PR #2043, opened 2024-09-16
highligh best search result if it's score is better than the 2nd result

### LINKED ISSUE #1964: As a user, I want the highest ranked document in search results highlighted
The idea here is to call out the top search result when its search score is notably higher than the other results, as this indicates this is very likely the result the user is looking for.

For example, in this search, the top result is scored significantly higher than the next one:

image

It's useful to call that out to the user, because they don't see internal scores.

longhotsummer:
Closes #1964 

After discussion with Thirusha, we thought a consistent gold colour was better than the primary colour.

image


actlikewill (approved):
love it

PR #2056, opened 2024-09-23
correctly schedule regular tasks

longhotsummer:
Before this change, the daily and weekly tasks were scheduled to run "in 1 day" and "in one week", and then daily/weekly after that.

The problem is that every time we deployed an update, it re-scheduled the tasks. So the weekly task in particular just never got run, because it was continually pushed out.

Instead, we now schedule as "run on this date" and then repeat daily/weekly.


actlikewill (approved):
looks good,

## TASK OBJECTIVE
Filter the entries down to the lines with the word "opened" in them.

## FINAL ANSWER
PR #2043, opened 2024-09-16
PR #2056, opened 2024-09-23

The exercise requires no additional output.